Manasés construyó altares para esos astros en los patios del templo de Dios, aun cuando Dios había dicho que ese templo sería su casa en Jerusalén por siempre. Puso la imagen de un ídolo en el templo de Dios, practicó la hechicería y la brujería, y se hizo amigo de brujos y espiritistas. También hizo quemar a su hijo como un sacrificio en el valle de Ben-hinom. Su comportamiento fue tan malo, que Dios se enojó mucho. Dios les había dicho a David y a su hijo Salomón: De todas las ciudades de Israel ha elegido a Jerusalén, para poner allí mi templo y vivir en él para siempre. Si los israelitas obedecen todos los mandamientos que le di a Moisés, no los expulsaré del país que les he dado.
Pero los israelitas no obedecieron a Dios, y Manasés les enseñó a cometer peores pecados que los que habían cometido las naciones que Dios había destruido cuando los israelitas llegaron a la región. Dios les hizo ver a Manasés y a su pueblo que estaban equivocados, pero ellos no le hicieron caso.
Entonces Dios hizo que los jefes del ejército del rey de Asiria atacaron a los israelitas. Los asirios apresaron a Manasés y lo humillaron, pues le pusieron un gancho en la nariz, lo ataron con cadenas de bronce y se lo llevaron prisionero a Babilonia.

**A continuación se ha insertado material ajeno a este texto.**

PR #1984, opened 2025-04-22
Allow scripts to support null characters again

### LINKED ISSUE #1942: [BUG] Valkey 8.1 does not accept null bytes in script source code
**Describe the bug**

Since commit b58088e31b19 "Adds support for running `EVAL` with different scripting engines (#1497)" Valkey
does not support null bytes in scripts anymore. (To be clear: this is not about handling strings with null bytes in scripts. It is about a script's source code containing null bytes)

**To reproduce**

In valkey-cli:

```
127.0.0.1:6379> eval "return '\\0';" 0
"\x00"
127.0.0.1:6379> eval "return '\x00';" 0
(error) ERR Error compiling script (new function): user_script:1: unfinished string near '<eof>'
```

**Expected behavior**

Prior to this change, a lua embedded zero and a real null byte both work: 

```
127.0.0.1:6379> eval "return '\\0';" 0
"\x00"
127.0.0.1:6379> eval "return '\x00';" 0
"\x00"
```

**Additional information**

It is unclear to me whether this is an intentional change (that was not described in the release nodes)

(For us, it is not a required use case, but it broke one of our tests. We intended to use a lua zero in a string literal and because of the library we use, this ended up becoming a null byte)

madolson:
We made a change during the refactoring of the engine changes that used a strlen on an SDS string. SDS are resizable, but they are binary safe and support NULL characters, which means we are truncating the string at the null character.

This is a breaking change for modules, so wanted to raise it for the upcoming patch.

An alternative is we could expose the script code as a server object, which would require some construction of the object in the function pathway and freeing. I opted to keep the code flow as similar as possible for the patch.

There is a test which only passes now.

For some reasons, functions don't support binary data. So as of right now this patch doesn't fix that case.

Resolves https://github.com/valkey-io/valkey/issues/1942

### DIFF
--- a/src/scripting_engine.c
+++ b/src/scripting_engine.c
@@ -217,6 +217,7 @@ static void engineTeardownModuleCtx(scriptingEngine *e) {
 compiledFunction **scriptingEngineCallCompileCode(scriptingEngine *engine,
                                                   subsystemType type,
                                                   const char *code,
+                                                  size_t code_len,
                                                   size_t timeout,
                                                   size_t *out_num_compiled_functions,
                                                   robj **err) {
@@ -229,6 +230,7 @@ compiledFunction **scriptingEngineCallCompileCode(scriptingEngine *engine,
         engine->impl.ctx,
         type,
         code,
+        code_len,
         timeout,
         out_num_compiled_functions,
         err);
--- a/src/scripting_engine.c
+++ b/src/scripting_engine.c
@@ -222,7 +222,7 @@ compiledFunction **scriptingEngineCallCompileCode(scriptingEngine *engine,
                                                   size_t *out_num_compiled_functions,
                                                   robj **err) {
     serverAssert(type == VMSE_EVAL || type == VMSE_FUNCTION);
-    compiledFunction **functions= NULL;
+    compiledFunction **functions = NULL;
     engineSetupModuleCtx(engine, NULL);
     if (engine->impl.methods.version == 1) {
         functions = engine->impl.methods.compile_code_v1(
--- a/src/scripting_engine.c
+++ b/src/scripting_engine.c
@@ -222,18 +222,30 @@ compiledFunction **scriptingEngineCallCompileCode(scriptingEngine *engine,
                                                   size_t *out_num_compiled_functions,
                                                   robj **err) {
     serverAssert(type == VMSE_EVAL || type == VMSE_FUNCTION);
-
+    compiledFunction **functions= NULL;
     engineSetupModuleCtx(engine, NULL);
+    if (engine->impl.methods.version == 1) {
+        functions = engine->impl.methods.compile_code_v1(
+            engine->module_ctx,
+            engine->impl.ctx,
+            type,
+            code,
+            timeout,
+            out_num_compiled_functions,
+            err);
+    } else {
+        /* Assume versions greater than 1 use updated interface. */
+        functions = engine->impl.methods.compile_code(
+            engine->module_ctx,
+            engine->impl.ctx,
+            type,
+            code,
+            code_len,
+            timeout,
+            out_num_compiled_functions,
+            err);
+    }
 
-    compiledFunction **functions = engine->impl.methods.compile_code(
-        engine->module_ctx,
-        engine->impl.ctx,
-        type,
-        code,
-        code_len,
-        timeout,
-        out_num_compiled_functions,
-        err);
 
     engineTeardownModuleCtx(engine);
 
--- a/src/valkeymodule.h
+++ b/src/valkeymodule.h
@@ -900,8 +900,8 @@ typedef ValkeyModuleScriptingEngineCompiledFunction **(*ValkeyModuleScriptingEng
     size_t *out_num_compiled_functions,
     ValkeyModuleString **err);
 
-/* Version one of code compilation, which may not safely handle
- * binary data. */
+/* Version one of source code compilation interface. This API does not allow the compiler to
+ * safely handle binary data. You should use a newer version of the API if possible.
 typedef ValkeyModuleScriptingEngineCompiledFunctionV1 **(*ValkeyModuleScriptingEngineCompileCodeFuncV1)(
     ValkeyModuleCtx *module_ctx,
     ValkeyModuleScriptingEngineCtx *engine_ctx,
--- a/src/valkeymodule.h
+++ b/src/valkeymodule.h
@@ -878,6 +878,8 @@ typedef struct ValkeyModuleScriptingEngineCallableLazyEvalReset {
  *
  * - `code`: string pointer to the source code.
  *
+ * - `code_len`: The length of the code string.
+ *
  * - `timeout`: timeout for the library creation (0 for no timeout).
  *
  * - `out_num_compiled_functions`: out param with the number of objects
@@ -894,6 +896,17 @@ typedef ValkeyModuleScriptingEngineCompiledFunction **(*ValkeyModuleScriptingEng
     ValkeyModuleScriptingEngineSubsystemType type,
     const char *code,
     size_t code_len,
+    size_t timeout,
+    size_t *out_num_compiled_functions,
+    ValkeyModuleString **err);
+
+/* Version one of code compilation, which may not safely handle
+ * binary data. */
+typedef ValkeyModuleScriptingEngineCompiledFunctionV1 **(*ValkeyModuleScriptingEngineCompileCodeFuncV1)(
+    ValkeyModuleCtx *module_ctx,
+    ValkeyModuleScriptingEngineCtx *engine_ctx,
+    ValkeyModuleScriptingEngineSubsystemType type,
+    const char *code,
     size_t timeout,
     size_t *out_num_compiled_functions,
     ValkeyModuleString **err);
@@ -986,7 +999,7 @@ typedef ValkeyModuleScriptingEngineMemoryInfo (*ValkeyModuleScriptingEngineGetMe
     ValkeyModuleScriptingEngineSubsystemType type);
 
 /* Current ABI version for scripting engine modules. */
-#define VALKEYMODULE_SCRIPTING_ENGINE_ABI_VERSION 1UL
+#define VALKEYMODULE_SCRIPTING_ENGINE_ABI_VERSION 2UL
 
 typedef struct ValkeyModuleScriptingEngineMethods {
     uint64_t version; /* Version of this structure for ABI compat. */
@@ -994,8 +1007,10 @@ typedef struct ValkeyModuleScriptingEngineMethods {
     /* Compile code function callback. When a new script is loaded, this
      * callback will be called with the script code, compiles it, and returns a
      * list of `ValkeyModuleScriptingEngineCompiledFunc` objects. */
-    ValkeyModuleScriptingEngineCompileCodeFunc compile_code;
-
+    union {
+        ValkeyModuleScriptingEngineCompileCodeFuncV1 compile_code_v1;
+        ValkeyModuleScriptingEngineCompileCodeFunc compile_code;
+    };
     /* Function callback to free the memory of a registered engine function. */
     ValkeyModuleScriptingEngineFreeFunctionFunc free_function;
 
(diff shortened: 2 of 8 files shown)


hpatro (approved):

src/valkeymodule.h
```diff
@@ -893,6 +893,7 @@ typedef ValkeyModuleScriptingEngineCompiledFunction **(*ValkeyModuleScriptingEng
     ValkeyModuleScriptingEngineCtx *engine_ctx,
     ValkeyModuleScriptingEngineSubsystemType type,
     const char *code,
+    size_t code_len,
```
zuiderkwast, line 898: This is breaking modules written for the 8.1.0 module API. We need to bump a struct version number, don't we?

zuiderkwast: Can we assume that no modules have started using this new struct yet? Fixing the issue is important enough to justify the breaking change?

zuiderkwast: Let's bump the version in `ValkeyModuleScriptingEngineMethods` and keep the old variant of the struct in module.c so we can cast and convert from it if version 1 is used?

rjd15372: Right, it's impossible to know if someone has already developed a module, although unlikely. 

The safest thing to do is to bump the value of `VALKEYMODULE_SCRIPTING_ENGINE_ABI_VERSION`, and version the new function in `valkeymodule.h`. And add logic in `scripting_engine.c` in `scriptingEngineCallCompileCode` function to deal with the different versions.

madolson: > Can we assume that no modules have started using this new struct yet? Fixing the issue is important enough to justify the breaking change?

The old API should also practically never be used, since it contains binary unsafe data. It's not that we added new functionality. I was trying to push this PR just because I wanted to make the revision on the API, if not this is less critical.

rjd15372 (approved):

sarthakaggarwal97 (approved):

src/valkeymodule.h
zuiderkwast: > The old API should also practically never be used, since it contains binary unsafe data.

Not all scripting languages allow nul characters in the source code, so it isn't necessarily a problem, assuming someone actually started using this API.

> I was trying to push this PR just because I wanted to make the revision on the API, if not this is less critical.

We can revise the API and still support the 8.1.0 API, so it's just a matter of internal complexity. We just need a little more internal handling (casting based on struct version), I'd guess 30 lines.

I can accept breaking it to avoid the added complexity though. I just want to understand if I understand the situation correctly.

rjd15372:
After talking with @zuiderkwast  I decided to check how the versioning code would look like to keep the compatibility of a module implemented against 8.1.0 and the changes are very small. These are the changes:

```diff
diff --git a/src/scripting_engine.c b/src/scripting_engine.c
index 818a2e21a..dc9e4e94a 100644
--- a/src/scripting_engine.c
+++ b/src/scripting_engine.c
@@ -225,15 +225,27 @@ compiledFunction **scriptingEngineCallCompileCode(scriptingEngine *engine,

     engineSetupModuleCtx(engine, NULL);

-    compiledFunction **functions = engine->impl.methods.compile_code(
-        engine->module_ctx,
-        engine->impl.ctx,
-        type,
-        code,
-        code_len,
-        timeout,
-        out_num_compiled_functions,
-        err);
+    compiledFunction **functions = NULL;
+
+    if (engine->impl.methods.version == VALKEYMODULE_SCRIPTING_ENGINE_ABI_V1) {
+        functions = engine->impl.methods.compile_code_v1(engine->module_ctx,
+                                                         engine->impl.ctx,
+                                                         type,
+                                                         code,
+                                                         timeout,
+                                                         out_num_compiled_functions,
+                                                         err);
+    } else {
+        functions = engine->impl.methods.compile_code(
+            engine->module_ctx,
+            engine->impl.ctx,
+            type,
+            code,
+            code_len,
+            timeout,
+            out_num_compiled_functions,
+            err);
+    }

     engineTeardownModuleCtx(engine);

diff --git a/src/valkeymodule.h b/src/valkeymodule.h
index 8e2b8f9ab..f95ecedb0 100644
--- a/src/valkeymodule.h
+++ b/src/valkeymodule.h
@@ -898,6 +898,15 @@ typedef ValkeyModuleScriptingEngineCompiledFunction **(*ValkeyModuleScriptingEng
     size_t *out_num_compiled_functions,
     ValkeyModuleString **err);

+typedef ValkeyModuleScriptingEngineCompiledFunction **(*ValkeyModuleScriptingEngineCompileCodeFuncV1)(
+    ValkeyModuleCtx *module_ctx,
+    ValkeyModuleScriptingEngineCtx *engine_ctx,
+    ValkeyModuleScriptingEngineSubsystemType type,
+    const char *code,
+    size_t timeout,
+    size_t *out_num_compiled_functions,
+    ValkeyModuleString **err);
+
 /* Free the given function.
  *
  * - `module_ctx`: the module runtime context.
@@ -986,7 +995,8 @@ typedef ValkeyModuleScriptingEngineMemoryInfo (*ValkeyModuleScriptingEngineGetMe
     ValkeyModuleScriptingEngineSubsystemType type);

 /* Current ABI version for scripting engine modules. */
-#define VALKEYMODULE_SCRIPTING_ENGINE_ABI_VERSION 1UL
+#define VALKEYMODULE_SCRIPTING_ENGINE_ABI_VERSION 2UL
+#define VALKEYMODULE_SCRIPTING_ENGINE_ABI_V1 1UL

 typedef struct ValkeyModuleScriptingEngineMethods {
     uint64_t version; /* Version of this structure for ABI compat. */
@@ -994,7 +1004,10 @@ typedef struct ValkeyModuleScriptingEngineMethods {
     /* Compile code function callback. When a new script is loaded, this
      * callback will be called with the script code, compiles it, and returns a
      * list of `ValkeyModuleScriptingEngineCompiledFunc` objects. */
-    ValkeyModuleScriptingEngineCompileCodeFunc compile_code;
+    union {
+        ValkeyModuleScriptingEngineCompileCodeFuncV1 compile_code_v1;
+        ValkeyModuleScriptingEngineCompileCodeFunc compile_code;
+    };

     /* Function callback to free the memory of a registered engine function. */
     ValkeyModuleScriptingEngineFreeFunctionFunc free_function;
```

src/valkeymodule.h
madolson: > Not all scripting languages allow nul characters in the source code, so it isn't necessarily a problem, assuming someone actually started using this API.

The one we support is LUA :)

zuiderkwast: No, this API is for integrating more scripting languages.

What I mean by it isn't necessarily a problem is it's not a problem if anyone used this API for integrating another scripting language.

Of course it's a problem that we broke Lua scripts containing nuls.

madolson:
Manually tested the ABI compatibility, we could add a test as well.

src/valkeymodule.h
madolson: Yeah, I understand, I was just using the only script we support today as an example of it being useful. Python also supports it. I'm not really sure about it more widely.

src/valkeymodule.h
```diff
@@ -889,6 +891,18 @@ typedef struct ValkeyModuleScriptingEngineCallableLazyEvalReset {
...
+    ValkeyModuleScriptingEngineCtx *engine_ctx,
+    ValkeyModuleScriptingEngineSubsystemType type,
+    const char *code,
+    size_t code_len,
+    size_t timeout,
+    size_t *out_num_compiled_functions,
+    ValkeyModuleString **err);
+
+/* Version one of code compilation, which may not safely handle
+ * binary data. */
```
madolson:
```suggestion
/* Version one of source code compilation interface. This API does not allow the compiler to
 * safely handle binary data. You should use a newer version of the API if possible.
```
This comment is a little terse.

src/valkeymodule.h
```diff
@@ -985,16 +999,18 @@ typedef ValkeyModuleScriptingEngineMemoryInfo (*ValkeyModuleScriptingEngineGetMe
...
     uint64_t version; /* Version of this structure for ABI compat. */
 
     /* Compile code function callback. When a new script is loaded, this
      * callback will be called with the script code, compiles it, and returns a
      * list of `ValkeyModuleScriptingEngineCompiledFunc` objects. */
-    ValkeyModuleScriptingEngineCompileCodeFunc compile_code;
-
+    union {
+        ValkeyModuleScriptingEngineCompileCodeFuncV1 compile_code_v1;
+        ValkeyModuleScriptingEngineCompileCodeFunc compile_code;
```
madolson, line 1012: This could have been flipped, so if someone was using the V1 API the compilation would continue to work. I do really want to gently nudge module developers to use v2 though.

src/valkeymodule.h
```diff
@@ -889,6 +891,18 @@ typedef struct ValkeyModuleScriptingEngineCallableLazyEvalReset {
...
+    ValkeyModuleScriptingEngineCtx *engine_ctx,
+    ValkeyModuleScriptingEngineSubsystemType type,
+    const char *code,
+    size_t code_len,
+    size_t timeout,
+    size_t *out_num_compiled_functions,
+    ValkeyModuleString **err);
+
+/* Version one of source code compilation interface. This API does not allow the compiler to
+ * safely handle binary data. You should use a newer version of the API if possible.
```
madolson:
```suggestion
 * safely handle binary data. You should use a newer version of the API if possible. */
```

src/valkeymodule.h
```diff
@@ -1012,9 +1028,9 @@ typedef struct ValkeyModuleScriptingEngineMethods {
     /* Function callback to get the used memory by the engine. */
     ValkeyModuleScriptingEngineGetMemoryInfoFunc get_memory_info;
 
-} ValkeyModuleScriptingEngineMethodsV1;
+} ValkeyModuleScriptingEngineMethodsV2;
```
madolson:
```suggestion
} ValkeyModuleScriptingEngineMethodsV1;
```

src/valkeymodule.h
```diff
@@ -1012,9 +1028,9 @@ typedef struct ValkeyModuleScriptingEngineMethods {
...
 
-#define ValkeyModuleScriptingEngineMethods ValkeyModuleScriptingEngineMethodsV1
+#define ValkeyModuleScriptingEngineMethods ValkeyModuleScriptingEngineMethodsV2
```
madolson:
```suggestion
#define ValkeyModuleScriptingEngineMethods ValkeyModuleScriptingEngineMethodsV1
```

madolson (commented):
Remove some unnecessary changes

src/scripting_engine.c
```diff
@@ -217,21 +217,35 @@ static void engineTeardownModuleCtx(scriptingEngine *e) {
...
                                                   const char *code,
+                                                  size_t code_len,
                                                   size_t timeout,
                                                   size_t *out_num_compiled_functions,
                                                   robj **err) {
     serverAssert(type == VMSE_EVAL || type == VMSE_FUNCTION);
-
+    compiledFunction **functions = NULL;
     engineSetupModuleCtx(engine, NULL);
+    if (engine->impl.methods.version == 1) {
```
zuiderkwast, line 227: Is this a hot code path? We would use an unlikely annotation if it is.

src/scripting_engine.c
```diff
@@ -217,21 +217,35 @@ static void engineTeardownModuleCtx(scriptingEngine *e) {
...
+        functions = engine->impl.methods.compile_code_v1(
+            engine->module_ctx,
+            engine->impl.ctx,
+            type,
+            code,
+            timeout,
+            out_num_compiled_functions,
+            err);
+    } else {
+        /* Assume versions greater than 1 use updated interface. */
```
zuiderkwast, line 237: Should we panic on unknown version?

src/valkeymodule.h
zuiderkwast: Agree. If someone uses the V1 API, it's because they've copied valkeymodule.h from Valkey 8.1.0 and use it when they're compiling the module. Otherwise, they shouldn't be using the V1 API.

zuiderkwast (approved):
Version compatibility adds some complexity. I wasn't sure it's worth it but I guess breaking the API is not a good thing to do in a patch release, so I like this.

src/scripting_engine.c
madolson: That would theoretically be another breaking change? If for some reason someone put some other version it would panic where it would have worked. I don't really have a strong opinion about how we should be validating the version though, I bounced around on a few implementations.

src/scripting_engine.c
madolson: Ok, ran some perf tests and it seems like it isn't. This is only used when doing code compilation, which takes a significant amount of time, which makes this call not detectable.

avifenesh:
@madolson Just a small note, this is relevant for many tools that have a strict check on the input of the users for no null, might be worth making a bit of noise about it, many users will spend a lot of checks on strings for no reason.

Allí, mientras sufría tal humillación, Manasés le rogó a Dios que lo perdonara. Se humilló tanto delante del Dios de sus antepasados, que Dios escuchó su oración y lo perdonó. Además, le permitió volver a Jerusalén para reinar sobre Judá. Sólo así pudo Manasés comprender que su Dios era el Dios verdadero.
Después de esto, Manasés construyó una muralla más alta alrededor de la Ciudad de David. Esta empezaba al oeste de Guihón, pasaba por el arroyo y llegaba al Portón del Pescado, y finalmente rodeaba el monte Ofel. Luego puso a los jefes de su ejército en todas las ciudades de Judá que tenían murallas. También quitó los dioses extranjeros y el ídolo que había puesto en el templo de Dios. Además, destruyó todos los altares que había construido en Jerusalén y en el cerro donde estaba el templo, y los arrojó fuera de la ciudad.
Manasés restauró el altar de Dios, y presentó ofrendas para pedir perdón y dar gracias a Dios. Finalmente, le ordenó a toda la gente de Judá que solamente adorara y sirviera al Dios de Israel. El pueblo obedeció a Manasés, presentando ofrendas a su Dios, aunque también siguieron haciéndolo en los pequeños templos de las colinas.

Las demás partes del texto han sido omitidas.